This exercise needs all of the entries set down again, exactly as they read.

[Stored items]
****

PR #2111, opened 2026-08-04
fix(export): honour overlay deletions in ParquetExporter

### LINKED ISSUE #2046: IFC5/IFCX and Parquet export do not honour overlay-deleted entities

BIMvoice:
## Summary

Closes #2046 — the `ParquetExporter` half. The `Ifc5Exporter` half was already fixed on `main` by #2047/#2070 (verified: `ifc5-exporter.ts` imports `getEffectiveEntityIndex`/`isDeleted` and gates the node-collection loop on it).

****

[WRITTEN REPLY]
PR #2111, opened 2026-08-04
fix(export): honour overlay deletions in ParquetExporter

### LINKED ISSUE #2046: IFC5/IFCX and Parquet export do not honour overlay-deleted entities

BIMvoice:
## Summary

Closes #2046 — the `ParquetExporter` half. The `Ifc5Exporter` half was already fixed on `main` by #2047/#2070 (verified: `ifc5-exporter.ts` imports `getEffectiveEntityIndex`/`isDeleted` and gates the node-collection loop on it).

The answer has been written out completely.